About 35 years ago, visitors to the Waukegan Municipal Beach saw nothing but sand and Lake Michigan beyond Seahorse Drive. Then, a movement began to let the area return to its natural state.
Lisa May, the city’s lakefront coordinator, said sand dunes that were once there began to sprout from a root system that remained beneath the sand, thus restoring the natural habitat. A conservation easement was also put in place to keep the dunes in perpetuity.
“It was Mother Nature taking back her territory,” May said. “Mother Nature does what she wants, and she always wins. As far as I know, the dunes were there when the lakefront was a heavily industrial area.”
Located a few hundred yards south of a decommissioned coal-burning electric-generating plant, Catherine Game, the executive director of the Brushwood Center at Ryerson Woods, said she thinks the dunes will make an excellent theme for an exhibit this summer.
“This is real cool,” Game said. “This is a real opportunity to tell the story of the Waukegan Dunes through art. It’s pretty astounding. There are three coal ash ponds (nearby) and (the dunes) continue to thrive.”
Brushwood is currently seeking artists to submit work for its show, “In the Shadow of Coal — Botanical Treasures of the Waukegan Dunes,” which will run for seven weeks this summer in Riverwoods telling the story of hundreds of species growing there.
Game said artists can find a link on the Brushwood website that lists all the plant species around the dunes to help them decide what to craft into art and in which medium.
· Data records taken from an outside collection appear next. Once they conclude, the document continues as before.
PR #752, opened 2015-07-04
Fix `now` qualifier on `set_flash` when is called after the key and expected message is set

### LINKED ISSUE #750: set_flash[:foo].now matcher does not care if flash[:foo] really set .now
I want to assert that a `flash.now[:foo]` uses `.now`, but the test passes, even if `.now` is not set.

Code:
```Ruby
# controller.rb, simplified, authorisation, authentication etc left out
def create
  @project = Project.new(project_params)
  if @project.save
    flash[:success] = 'Project successfully created'
    redirect_to projects_path
  else
    flash[:alert] = 'Project could not be created.'
    render 'new'
  end
end

# spec
it 'sets a flash.now' do
  post :create, invalid_params
  is_expected.to set_flash[:alert].to('Project could not be created.').now
  # passes!
end
```

The reverse is not true, btw. If `flash.now[:foo]` is set in the controller but not in the spec, the test fails.

Rails 4.2.3
Ruby 2.2.2
shoulda_matchers 2.8.0

maurogeorge:
Closes  #750

When the `now` qualifier is called after the `[]` and `to`, example:

```
set_flash['to for flash.now'].to('value for flash.now').now
```

Is istantiated a new matcher(SetSessionOrFlashMatcher different from the one that is instantiated on the initialize) that does not know about the `[]` and `to` value that was set before the `now` is called.

This fixes this behavior passing the params explicitly to the matcher SetSessionOrFlashMatcher instantiated on `now`.

### DIFF
--- a/lib/shoulda/matchers/action_controller/set_flash_matcher.rb
+++ b/lib/shoulda/matchers/action_controller/set_flash_matcher.rb
@@ -175,6 +175,9 @@ module Shoulda
         def now
           store = FlashStore.now
           @underlying_matcher = SetSessionOrFlashMatcher.new(store)
+          if key
+            @underlying_matcher[key]
+          end
           self
         end
 
@@ -184,6 +187,7 @@ module Shoulda
         end
 
         def [](key)
+          @key = key
           underlying_matcher[key]
           self
         end
@@ -195,7 +199,7 @@ module Shoulda
 
         protected
 
-        attr_reader :underlying_matcher
+        attr_reader :underlying_matcher, :key
       end
     end
   end
--- a/lib/shoulda/matchers/action_controller/set_flash_matcher.rb
+++ b/lib/shoulda/matchers/action_controller/set_flash_matcher.rb
@@ -175,9 +175,8 @@ module Shoulda
         def now
           store = FlashStore.now
           @underlying_matcher = SetSessionOrFlashMatcher.new(store)
-          if key
-            @underlying_matcher[key]
-          end
+          @underlying_matcher[key]
+          @underlying_matcher.to(expected_value)
           self
         end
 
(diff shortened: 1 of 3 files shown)


mcmire:
I'd like to go by the same semantics that the actual flash hash uses here.

If you say these two things in a controller, do they do the same thing?

```
flash.now["foo"]
flash["foo"].now
```

If they don't do the same thing, should we even allow this behavior?

maurogeorge:
@mcmire in a controller we can do only the `flash.now["foo"]` the `flash["foo"].now` does not work, a `NoMethodError` is raised.

I don't have a strong opinion about `set_flash[:foo].now` or `set_flash.now[:foo]`, personally I prefer the first one, but only because I prefer define the key first and later all the qualifiers. But I am ok, If we go to the `set_flash.new[:foo]` only.

If we go to the `set_flash.new[:foo]` I think we need to:

- [ ] Update the news telling this is a backward-incompatible changes
- [ ] Update the docs to reflect the new only accepted syntax
- [ ] Raises a error, when this qualifier is called after the `[]`? Because people updating can be using this qualifier after the `[]`, so this will generate a false positive like the described here https://github.com/thoughtbot/shoulda-matchers/issues/750

Since change this matcher signature is a backward-incompatible changes I think we need to change this before the 3.0.0. What you think?

mcmire:
Those three tasks seem like a good plan.

And this would definitely go in 3.0. `set_flash` is already backward-incompatible, anyway (as previously the method was called `set_the_flash`), so I'm fine with it.

maurogeorge:
@mcmire I make A PR with the changes https://github.com/thoughtbot/shoulda-matchers/pull/755

Closing this in favor of the https://github.com/thoughtbot/shoulda-matchers/pull/755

It is open to all media.
Done in conjunction with the Driehaus Museum in Chicago, she said artists must craft their work and submit it for the juried show by June 8. The exhibit opens July 13 and closes Aug. 31. Selected artists will be able to sell their creations through the event.
Selected both for its botanical diversity and the environmental challenges of the area, hundreds of plant species grow from the sand in an area that was once a heavily industrial area whose factories left five Superfund sites, according to Brushwood’s call for artists.
“The fact that this scrap of nature has survived and thrived thanks to community engagement is significant, not just for its biodiversity, but also because of its location next to a recently closed coal plant, where remaining coal ash ponds continue to leach toxic pollutants,” the call for artists said.
Along with the art, the exhibit will show what proximity to the pollution has done to the area around the dunes as well as the dangers, not only the plants face but also the challenges to the surrounding community.
Before the harbor was built and factories were established in the 19th century, May said the dunes were likely there, though how they looked is unknown. The art from the exhibit will help tell the story of what is there now for future generations.
David Motley, the city’s public relations director, said when he worked at the beach as a lifeguard in his teens, the plants of the dunes were not there. The city kept it purely as a beach.
May said the root systems were so deep, that the plants had no problem sprouting through the sand and continuing to grow. She helped Heeyoung Kim, a botanical artist who heads Brushwood’s Botanical Art Academy, and her students identify many of the plants at the dunes last summer.